#### EXERCISE DATA:
----------

PR #431, opened 2024-08-20
change to fread to support older files

kathy-nevola:
it seems that with version 3.9.0, no CSV files with quotation marks in them can be imported anymore. there are still lots of old files that have them. It would also seem difficult to import files then where for example SampleID contains comma or semi-colon.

----------

#### PROMPT:
Write the material out again in full, leaving no line out.

#### RESPONSE TO THE TASK:
PR #431, opened 2024-08-20
change to fread to support older files

kathy-nevola:
it seems that with version 3.9.0, no CSV files with quotation marks in them can be imported anymore. there are still lots of old files that have them. It would also seem difficult to import files then where for example SampleID contains comma or semi-colon.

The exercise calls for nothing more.